Firenze - 5 maggio 2005

Dal titolo del convegno mi pare emerga con chiarezza che l’attenzione si focalizzi  sugli spazi che si aprono per la provincia nel suo ruolo di governo del territorio e dello sviluppo specie in rapporto alla  nuova legge urbanistica della Regione Toscana.
Se mi è consentito quindi mi concentrerei su questi aspetti che mi paiono più produttivi per gli esiti del convegno specie in questa sua seconda sessione.


1. Il ruolo della Provincia e del PTCP


 

Ritengo che non si possa scindere l’attribuzione alla provincia della competenza sul PTCP, dal complesso di poteri di amministrazione attiva di cui oggi essa dispone, nel senso che i contenuti del piano provinciale previsti dall’art.20 TU 267/2000 ed oggi recepiti nella legislazione regionale (alludo alla difesa idrogeologica, alla difesa ambientale, alla localizzazione delle infrastrutture e delle vie di comunicazione, al paesaggio), corrispondono ad altrettante funzioni legate alla cura d’interessi provinciali quali la viabilità e i trasporti, la difesa del suolo e la tutela delle risorse idriche, lo smaltimento dei rifiuti, la valorizzazione dei beni culturali. In sostanza esiste oggi, a seguito della terza regionalizzazione, un parallelismo tra funzioni di amministrazione attiva e contenuti della pianificazione provinciale.
Quanto ho appena detto significa che effettivamente la provincia assume una funzione di governo del territorio di media area. Un ruolo, quello della provincia, di supplenza alla mancata riduzione dei comuni polvere ed alla loro frammentazione amministrativa, cosicché anche lo strumento del piano provinciale ha espressa finalità di ridurre la dispersione delle funzioni mediante l’identificazione di macrofunzioni localizzate in modo territorialmente unitario (aree di tutela, aree produttive etc.). E va ricordato che tale identificazione va collegata strettamente all’altra funzione della provincia di interpretare le esigenze della programmazione dello sviluppo sovracomunale. Pensiamo qui in Toscana al ruolo di sostegno allo sviluppo locale attraverso gli strumenti della programmazione negoziata. D’altronde, l’esperienza della programmazione a livello locale mette in evidenza che questa ha possibilità di successo se i poteri pubblici che la promuovono dispongono anche di strumenti di pianificazione territoriale. Non è un caso che le politiche di programmazione nazionale, dei fondi comunitari puntino sul sistema delle autonomie per l’attuazione concreta di tali politiche. La provincia, quindi, come ente di media area si candida in futuro a ricoprire un ruolo sempre maggiore di parternariato e di collante delle politiche nazionali e locali.
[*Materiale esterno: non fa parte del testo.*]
PR #158, opened 2020-06-12
New Utility functions for fastutil.

Speiger:
Here some functions that were really needed.
(More the stack then the Priority queue)

Compiled the code to test if it works and added a test to make sure nothing crashes or gives unexpected results.

### DIFF
--- a/drv/AbstractMap.drv
+++ b/drv/AbstractMap.drv
@@ -67,7 +67,22 @@ public abstract class ABSTRACT_MAP KEY_VALUE_GENERIC extends ABSTRACT_FUNCTION K
 	public boolean isEmpty() {
 		return size() == 0;
 	}
-
+		
+#if VALUES_PRIMITIVE
+	/** Adds an increment to value currently associated with a key.
+	 *
+	 * <p>Note that this method respects the {@linkplain #defaultReturnValue() default return value} semantics: when
+	 * called with a key that does not currently appears in the map, the key
+	 * will be associated with the default return value plus
+	 * the given increment.
+	 *
+	 * @param k the key.
+	 * @param incr the increment.
+	 * @return the old value, or the {@linkplain #defaultReturnValue() default return value} if no value was present for the given key.
+	 */
+	public VALUE_GENERIC_TYPE addTo(final KEY_GENERIC_TYPE k, final VALUE_GENERIC_TYPE incr) { throw new UnsupportedOperationException(); }
+#endif
+	
 	/** This class provides a basic but complete type-specific entry class for all those maps implementations
 	 * that do not have entries on their own (e.g., most immutable maps).
 	 *
--- a/drv/AbstractMap.drv
+++ b/drv/AbstractMap.drv
@@ -67,7 +67,7 @@ public abstract class ABSTRACT_MAP KEY_VALUE_GENERIC extends ABSTRACT_FUNCTION K
 	public boolean isEmpty() {
 		return size() == 0;
 	}
-		
+
 #if VALUES_PRIMITIVE
 	/** Adds an increment to value currently associated with a key.
 	 *
--- a/drv/ArrayFIFOQueue.drv
+++ b/drv/ArrayFIFOQueue.drv
@@ -59,7 +59,7 @@ public class ARRAY_FIFO_QUEUE KEY_GENERIC implements PRIORITY_QUEUE KEY_GENERIC,
 	public ARRAY_FIFO_QUEUE(final KEY_GENERIC_TYPE[] values) {
 		this(values, 0, values.length);
 	}
-	
+
 	public ARRAY_FIFO_QUEUE(final KEY_GENERIC_TYPE[] values, int size) {
 		this(values, 0, size);
 	}
@@ -72,7 +72,7 @@ public class ARRAY_FIFO_QUEUE KEY_GENERIC implements PRIORITY_QUEUE KEY_GENERIC,
 		end = (offset + size) % length;
 		if(length == size) expand();
 	}
-	
+
 	/** Creates a new empty queue with given capacity.
 	 *
 	 * @param capacity the initial capacity of this queue.
@@ -176,7 +176,7 @@ public class ARRAY_FIFO_QUEUE KEY_GENERIC implements PRIORITY_QUEUE KEY_GENERIC,
 		if (start == end) throw new NoSuchElementException();
 		return array[(end == 0 ? length : end) - 1];
 	}
-	
+
 	@Override
 	public KEY_GENERIC_TYPE PEEK(int index) {
 		if(index < 0 || index >= size())
@@ -185,7 +185,7 @@ public class ARRAY_FIFO_QUEUE KEY_GENERIC implements PRIORITY_QUEUE KEY_GENERIC,
 		}
 		return array[(start + index) % length];
 	}
-	
+
 	@Override
 	public void clear() {
 #if KEYS_REFERENCE
@@ -197,22 +197,18 @@ public class ARRAY_FIFO_QUEUE KEY_GENERIC implements PRIORITY_QUEUE KEY_GENERIC,
 #endif
 		start = end = 0;
 	}
-	
-	
+
 	/** Trims the queue to the smallest possible size. */
 	SUPPRESS_WARNINGS_KEY_UNCHECKED
 	@Override
 	public void trim() {
 		final int size = size();
 #if KEYS_PRIMITIVE
-		final KEY_GENERIC_TYPE[] newArray =	new KEY_GENERIC_TYPE[size + 1];
+		final KEY_GENERIC_TYPE[] newArray = new KEY_GENERIC_TYPE[size + 1];
 #else
-		final KEY_GENERIC_TYPE[] newArray =(KEY_GENERIC_TYPE[])new Object[size + 1];
+		final KEY_GENERIC_TYPE[] newArray = (KEY_GENERIC_TYPE[])new Object[size + 1];
 #endif
-
-		if (start <= end)  {
-			System.arraycopy(array, start, newArray, 0, end - start);
-		}
+		if(start <= end) System.arraycopy(array, start, newArray, 0, end - start);
 		else {
 			System.arraycopy(array, start, newArray, 0, length - start);
 			System.arraycopy(array, 0, newArray, length - start, end);
@@ -221,13 +217,13 @@ public class ARRAY_FIFO_QUEUE KEY_GENERIC implements PRIORITY_QUEUE KEY_GENERIC,
 		length = (end = size) + 1;
 		array = newArray;
 	}
-	
+
 	@Override
 	public int size() {
 		final int apparentLength = end - start;
 		return apparentLength >= 0 ? apparentLength : length + apparentLength;
 	}
-	
+
 	@Override
 	public KEY_GENERIC_TYPE[] TO_KEY_ARRAY()
 	{
@@ -237,17 +233,14 @@ public class ARRAY_FIFO_QUEUE KEY_GENERIC implements PRIORITY_QUEUE KEY_GENERIC,
 #else
 		final KEY_GENERIC_TYPE[] newArray = (KEY_GENERIC_TYPE[])new Object[length];
 #endif
-
-		if (start <= end) {
-			System.arraycopy(array, start, newArray, 0, end - start);
-		}
+		if (start <= end) System.arraycopy(array, start, newArray, 0, end - start);
 		else {
 			System.arraycopy(array, start, newArray, 0, length - start);
 			System.arraycopy(array, 0, newArray, length - start, end);
 		}
 		return newArray;
 	}
-	
+
 	@Override
 	public KEY_GENERIC_TYPE[] TO_KEY_ARRAY(KEY_GENERIC_TYPE[] input)
 	{
@@ -269,7 +262,7 @@ public class ARRAY_FIFO_QUEUE KEY_GENERIC implements PRIORITY_QUEUE KEY_GENERIC,
 		}
 		return input;
 	}
-	
+
 	private void writeObject(java.io.ObjectOutputStream s) throws java.io.IOException {
 		s.defaultWriteObject();
 		int size = size();
--- a/drv/ArrayFIFOQueue.drv
+++ b/drv/ArrayFIFOQueue.drv
@@ -57,10 +57,20 @@ public class ARRAY_FIFO_QUEUE KEY_GENERIC implements PRIORITY_QUEUE KEY_GENERIC,
 	protected transient int end;
 
 	public ARRAY_FIFO_QUEUE(final KEY_GENERIC_TYPE[] values) {
+		this(values, 0, values.length);
+	}
+	
+	public ARRAY_FIFO_QUEUE(final KEY_GENERIC_TYPE[] values, int size) {
+		this(values, 0, size);
+	}
+
+	public ARRAY_FIFO_QUEUE(final KEY_GENERIC_TYPE[] values, int offset, int size) {
 		if (values.length < 0) throw new IllegalArgumentException("Initial array (" + values.length + ") is negative");
 		array = values;
 		length = values.length;
-		end = length - 1;
+		start = offset;
+		end = (offset + size) % length;
+		if(length == size) expand();
 	}
 	
 	/** Creates a new empty queue with given capacity.
@@ -191,6 +201,7 @@ public class ARRAY_FIFO_QUEUE KEY_GENERIC implements PRIORITY_QUEUE KEY_GENERIC,
 	
 	/** Trims the queue to the smallest possible size. */
 	SUPPRESS_WARNINGS_KEY_UNCHECKED
+	@Override
 	public void trim() {
 		final int size = size();
 #if KEYS_PRIMITIVE
@@ -217,13 +228,14 @@ public class ARRAY_FIFO_QUEUE KEY_GENERIC implements PRIORITY_QUEUE KEY_GENERIC,
 		return apparentLength >= 0 ? apparentLength : length + apparentLength;
 	}
 	
+	@Override
 	public KEY_GENERIC_TYPE[] TO_KEY_ARRAY()
 	{
 		final int length = size();
 #if KEYS_PRIMITIVE
-		final KEY_GENERIC_TYPE[] newArray =	new KEY_GENERIC_TYPE[length];
+		final KEY_GENERIC_TYPE[] newArray = new KEY_GENERIC_TYPE[length];
 #else
-		final KEY_GENERIC_TYPE[] newArray =(KEY_GENERIC_TYPE[])new Object[length];
+		final KEY_GENERIC_TYPE[] newArray = (KEY_GENERIC_TYPE[])new Object[length];
 #endif
 
 		if (start <= end) {
@@ -234,6 +246,28 @@ public class ARRAY_FIFO_QUEUE KEY_GENERIC implements PRIORITY_QUEUE KEY_GENERIC,
 			System.arraycopy(array, 0, newArray, length - start, end);
 		}
 		return newArray;
+	}
+	
+	@Override
+	public KEY_GENERIC_TYPE[] TO_KEY_ARRAY(KEY_GENERIC_TYPE[] input)
+	{
+		final int length = size();
+		if(input == null || input.length < length)
+		{
+#if KEYS_PRIMITIVE
+			input = new KEY_GENERIC_TYPE[length];
+#else
+			input = (KEY_GENERIC_TYPE[])new Object[length];
+#endif
+		}
+		if (start <= end) {
+			System.arraycopy(array, start, input, 0, end - start);
+		}
+		else {
+			System.arraycopy(array, start, input, 0, length - start);
+			System.arraycopy(array, 0, input, length - start, end);
+		}
+		return input;
 	}
 	
 	private void writeObject(java.io.ObjectOutputStream s) throws java.io.IOException {
--- a/drv/ArrayFIFOQueue.drv
+++ b/drv/ArrayFIFOQueue.drv
@@ -65,7 +65,7 @@ public class ARRAY_FIFO_QUEUE KEY_GENERIC implements PRIORITY_QUEUE KEY_GENERIC,
 	}
 
 	public ARRAY_FIFO_QUEUE(final KEY_GENERIC_TYPE[] values, int offset, int size) {
-		if (values.length < 0) throw new IllegalArgumentException("Initial array (" + values.length + ") is negative");
+		if (values.length < size) throw new IllegalArgumentException("Initial array (" + values.length + ") is smaller then the expected size (" + size + ")");
 		array = values;
 		length = values.length;
 		start = offset;
--- a/drv/ArrayFIFOQueue.drv
+++ b/drv/ArrayFIFOQueue.drv
@@ -154,11 +154,19 @@ public class ARRAY_FIFO_QUEUE KEY_GENERIC implements PRIORITY_QUEUE KEY_GENERIC,
 		return array[start];
 	}
 
-
 	@Override
 	public KEY_GENERIC_TYPE LAST() {
 		if (start == end) throw new NoSuchElementException();
 		return array[(end == 0 ? length : end) - 1];
+	}
+	
+	@Override
+	public KEY_GENERIC_TYPE PEEK(int index) {
+		if(index < 0 || index >= size())
+		{
+			throw new NoSuchElementException();
+		}
+		return array[(start + index) % length];
 	}
 
 	@Override
--- a/drv/ArrayFIFOQueue.drv
+++ b/drv/ArrayFIFOQueue.drv
@@ -56,6 +56,13 @@ public class ARRAY_FIFO_QUEUE KEY_GENERIC implements PRIORITY_QUEUE KEY_GENERIC,
 	 *  Might be actually smaller than {@link #start} because {@link #array} is used cyclically. */
 	protected transient int end;
 
+	public ARRAY_FIFO_QUEUE(final KEY_GENERIC_TYPE[] values) {
+		if (values.length < 0) throw new IllegalArgumentException("Initial array (" + values.length + ") is negative");
+		array = values;
+		length = values.length;
+		end = length - 1;
+	}
+	
 	/** Creates a new empty queue with given capacity.
 	 *
 	 * @param capacity the initial capacity of this queue.
@@ -123,11 +130,11 @@ public class ARRAY_FIFO_QUEUE KEY_GENERIC implements PRIORITY_QUEUE KEY_GENERIC,
 		length = newLength;
 	}
 
-	private final void expand() {
+	protected void expand() {
 		resize(length, (int)Math.min(it.unimi.dsi.fastutil.Arrays.MAX_ARRAY_SIZE, 2L * length));
 	}
 
-	private final void reduce() {
+	protected void reduce() {
 		final int size = size();
 		if (length > INITIAL_CAPACITY && size <= length / 4) resize(size, length / 2);
 	}
@@ -168,7 +175,7 @@ public class ARRAY_FIFO_QUEUE KEY_GENERIC implements PRIORITY_QUEUE KEY_GENERIC,
 		}
 		return array[(start + index) % length];
 	}
-
+	
 	@Override
 	public void clear() {
 #if KEYS_REFERENCE
@@ -180,18 +187,21 @@ public class ARRAY_FIFO_QUEUE KEY_GENERIC implements PRIORITY_QUEUE KEY_GENERIC,
 #endif
 		start = end = 0;
 	}
-
+	
+	
 	/** Trims the queue to the smallest possible size. */
 	SUPPRESS_WARNINGS_KEY_UNCHECKED
 	public void trim() {
 		final int size = size();
-		final KEY_GENERIC_TYPE[] newArray =
 #if KEYS_PRIMITIVE
-											new KEY_GENERIC_TYPE[size + 1];
+		final KEY_GENERIC_TYPE[] newArray =	new KEY_GENERIC_TYPE[size + 1];
 #else
-											(KEY_GENERIC_TYPE[])new Object[size + 1];
+		final KEY_GENERIC_TYPE[] newArray =(KEY_GENERIC_TYPE[])new Object[size + 1];
 #endif
-		if (start <= end) System.arraycopy(array, start, newArray, 0, end - start);
+
+		if (start <= end)  {
+			System.arraycopy(array, start, newArray, 0, end - start);
+		}
 		else {
 			System.arraycopy(array, start, newArray, 0, length - start);
 			System.arraycopy(array, 0, newArray, length - start, end);
@@ -200,13 +210,32 @@ public class ARRAY_FIFO_QUEUE KEY_GENERIC implements PRIORITY_QUEUE KEY_GENERIC,
 		length = (end = size) + 1;
 		array = newArray;
 	}
-
+	
 	@Override
 	public int size() {
 		final int apparentLength = end - start;
 		return apparentLength >= 0 ? apparentLength : length + apparentLength;
 	}
+	
+	public KEY_GENERIC_TYPE[] TO_KEY_ARRAY()
+	{
+		final int length = size();
+#if KEYS_PRIMITIVE
+		final KEY_GENERIC_TYPE[] newArray =	new KEY_GENERIC_TYPE[length];
+#else
+		final KEY_GENERIC_TYPE[] newArray =(KEY_GENERIC_TYPE[])new Object[length];
+#endif
 
+		if (start <= end) {
+			System.arraycopy(array, start, newArray, 0, end - start);
+		}
+		else {
+			System.arraycopy(array, start, newArray, 0, length - start);
+			System.arraycopy(array, 0, newArray, length - start, end);
+		}
+		return newArray;
+	}
+	
 	private void writeObject(java.io.ObjectOutputStream s) throws java.io.IOException {
 		s.defaultWriteObject();
 		int size = size();
--- a/drv/ArrayList.drv
+++ b/drv/ArrayList.drv
@@ -587,6 +587,40 @@ public class ARRAY_LIST KEY_GENERIC extends ABSTRACT_LIST KEY_GENERIC implements
 		return modified;
 	}
 
+#ifdef JDK_PRIMITIVE_PREDICATE	
+	/** Remove from this collection all elements which satisfy the given predicate.
+	 *
+	 * @param filter a predicate which returns {@code true} for elements to be
+	 *        removed.
+	 * @see Collection#removeIf(java.util.function.Predicate)
+	 * @return {@code true} if any elements were removed.
+	 */
+	public boolean removeIf(final JDK_PRIMITIVE_PREDICATE filter) {
+		java.util.Objects.requireNonNull(filter);
+		final KEY_TYPE[] a = this.a;
+		int j = 0;
+		for(int i = 0; i < size; i++)
+			if (!filter.test(a[i])) a[j++] = a[i];
+		final boolean modified = size != j;
+		size = j;
+		return modified;
+	}
+#endif
+
+#if KEYS_REFERENCE
+	public boolean removeIf(final java.util.function.Predicate<? super KEY_GENERIC_CLASS> filter) {
+		java.util.Objects.requireNonNull(filter);
+		final KEY_GENERIC_TYPE[] a = this.a;
+		int j = 0;
+		for(int i = 0; i < size; i++)
+			if (!filter.test(a[i])) a[j++] = a[i];
+		Arrays.fill(a, j, size, null);
+		final boolean modified = size != j;
+		size = j;
+		return modified;
+	}
+#endif
+
 	@Override
 	public KEY_LIST_ITERATOR KEY_GENERIC listIterator(final int index) {
 		ensureIndex(index);
--- a/drv/ArrayList.drv
+++ b/drv/ArrayList.drv
@@ -588,6 +588,7 @@ public class ARRAY_LIST KEY_GENERIC extends ABSTRACT_LIST KEY_GENERIC implements
 	 * @see Collection#removeIf(java.util.function.Predicate)
 	 * @return {@code true} if any elements were removed.
 	 */
+	@Override
 	public boolean remIf(final JDK_PRIMITIVE_PREDICATE filter) {
 		java.util.Objects.requireNonNull(filter);
 		final KEY_TYPE[] a = this.a;
@@ -598,8 +599,14 @@ public class ARRAY_LIST KEY_GENERIC extends ABSTRACT_LIST KEY_GENERIC implements
 		size = j;
 		return modified;
 	}
-#endif
 
+	@Override
+	@Deprecated
+	public boolean removeIf(final java.util.function.Predicate<? super KEY_GENERIC_CLASS> filter) {
+		return remIf((JDK_PRIMITIVE_PREDICATE) key -> filter.test(KEY2OBJ(KEY_NARROWING(key))));
+	}
+#else
+	@Override
 	public boolean removeIf(final java.util.function.Predicate<? super KEY_GENERIC_CLASS> filter) {
 		java.util.Objects.requireNonNull(filter);
 		final KEY_GENERIC_TYPE[] a = this.a;
@@ -613,6 +620,8 @@ public class ARRAY_LIST KEY_GENERIC extends ABSTRACT_LIST KEY_GENERIC implements
 		size = j;
 		return modified;
 	}
+
+#endif
 
 	@Override
 	public KEY_LIST_ITERATOR KEY_GENERIC listIterator(final int index) {
--- a/drv/ArrayList.drv
+++ b/drv/ArrayList.drv
@@ -588,7 +588,7 @@ public class ARRAY_LIST KEY_GENERIC extends ABSTRACT_LIST KEY_GENERIC implements
 	 * @see Collection#removeIf(java.util.function.Predicate)
 	 * @return {@code true} if any elements were removed.
 	 */
-	public boolean removeIf(final JDK_PRIMITIVE_PREDICATE filter) {
+	public boolean remIf(final JDK_PRIMITIVE_PREDICATE filter) {
 		java.util.Objects.requireNonNull(filter);
 		final KEY_TYPE[] a = this.a;
 		int j = 0;
@@ -600,19 +600,19 @@ public class ARRAY_LIST KEY_GENERIC extends ABSTRACT_LIST KEY_GENERIC implements
 	}
 #endif
 
-#if KEYS_REFERENCE
 	public boolean removeIf(final java.util.function.Predicate<? super KEY_GENERIC_CLASS> filter) {
 		java.util.Objects.requireNonNull(filter);
 		final KEY_GENERIC_TYPE[] a = this.a;
 		int j = 0;
 		for(int i = 0; i < size; i++)
 			if (!filter.test(a[i])) a[j++] = a[i];
+#if KEYS_REFERENCE
 		Arrays.fill(a, j, size, null);
+#endif
 		final boolean modified = size != j;
 		size = j;
 		return modified;
 	}
-#endif
 
 	@Override
 	public KEY_LIST_ITERATOR KEY_GENERIC listIterator(final int index) {
--- a/drv/ArrayList.drv
+++ b/drv/ArrayList.drv
@@ -424,15 +424,7 @@ public class ARRAY_LIST KEY_GENERIC extends ABSTRACT_LIST KEY_GENERIC implements
 	public boolean isEmpty() {
 		return size == 0;
 	}
-
-	/** Trims this array list so that the capacity is equal to the size.
-	 *
-	 * @see java.util.ArrayList#trimToSize()
-	 */
-	public void trim() {
-		trim(0);
-	}
-
+	
 	/** Trims the backing array if it is too large.
 	 *
 	 * If the current array length is smaller than or equal to
@@ -449,6 +441,7 @@ public class ARRAY_LIST KEY_GENERIC extends ABSTRACT_LIST KEY_GENERIC implements
 	 */
 
 	SUPPRESS_WARNINGS_KEY_UNCHECKED
+	@Override
 	public void trim(final int n) {
 		// TODO: use Arrays.trim() and preserve type only if necessary
 		if (n >= a.length || size == a.length) return;
--- a/drv/Collection.drv
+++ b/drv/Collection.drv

La territorialità della programmazione, in breve, è un concetto ormai radicato anche a livello comunitario.
Questo porta a rivedere in profondità i contenuti e gli effetti giuridici del PTCP che non hanno più alcun collegamento con la legge fondamentale del ’42 ma trovano la sua fonte,  più di cinquant’anni dopo, nel TU 267/2000 e nelle leggi regionali. Non è più possibile cioè concepire lo strumento come mero piano di direttive secondo l’art.5 della L.1150. Credo che occorra una riflessione, soprattutto tra i giuristi, sul significato oggi della pianificazione provinciale, ridefinendo  a mio avviso quello che chiamerei un nuovo statuto del PTCP.
 D’altronde la stessa Corte Cost.(27 luglio 2000 n.378) (anche se l’oggetto della pronuncia riguardava il piano paesistico regionale della regione Emilia Romagna) ha affermato più in generale che “quel sistema pianificatorio che riteneva i piani sovracomunali semplici piani di direttive è stato superato dalla legislazione successiva diretta soprattutto all’efficacia dei vincoli”. Il livello sovracomunale, prosegue la Corte, privilegia il livello più idoneo di pianificazione della protezione di alcuni assetti territoriali ed ambientali individuati.
Qualcuno ha posto il problema dell’autonomia comunale in rapporto al PTCP ma anche su questo la Corte (sent.286/97) ha affermato che “il rispetto delle autonomie locali deve armonizzarsi con la verifica e la protezione d’interessi generali collegati ad una valutazione più ampia delle esigenze diffuse sul territorio” ribadendo che la pianificazione urbanistica comunale non ha carattere esaustivo. Non vi può essere cioè un assorbimento nei compiti di autogestione del territorio come espressione dell’autonomia comunale, né una esclusività delle funzioni comunali in virtù di una stessa autonomia in campo urbanistico. Si pone qui con evidenza il problema della gerarchia degli interessi indipendentemente dalla gerarchia dei piani.
Certamente il piano provinciale incontra il limite derivante dal principio di sussidiarietà (che riguarda sia i comuni che le province) relativo alla cura d’interessi sovracomunali (come ribadito da una sent.Con.Stato (n.1493-2000 sez.IV rimasta però isolata) ma è altrettanto evidente che la cura di tali interessi non può limitarsi all’emanazione d’indirizzi o/e direttive ma deve trovare soddisfazione, se del caso, attraverso prescrizioni dirette (quindi conformative della proprietà) o indirette (conformative del territorio). Certamente questo differente regime dipende dall’oggetto della prescrizione: nel primo caso questa può riguardare la tutela di determinati beni, nel secondo il pianificatore provinciale può ritenere che la prescrizione indiretta rinvii all’esercizio di un’attività di pianificazione comunale di cui la provincia ne può indicare le finalità ma in tal caso, per evitare di vanificare il precetto, la disciplina deve prevedere l’emanazione di misure di salvaguardia in attesa dell’adeguamento comunale.

 
2. Il contenuto del PTCP nella l.r.Toscana 1/2005: il principio generale della sostenibilità territoriale.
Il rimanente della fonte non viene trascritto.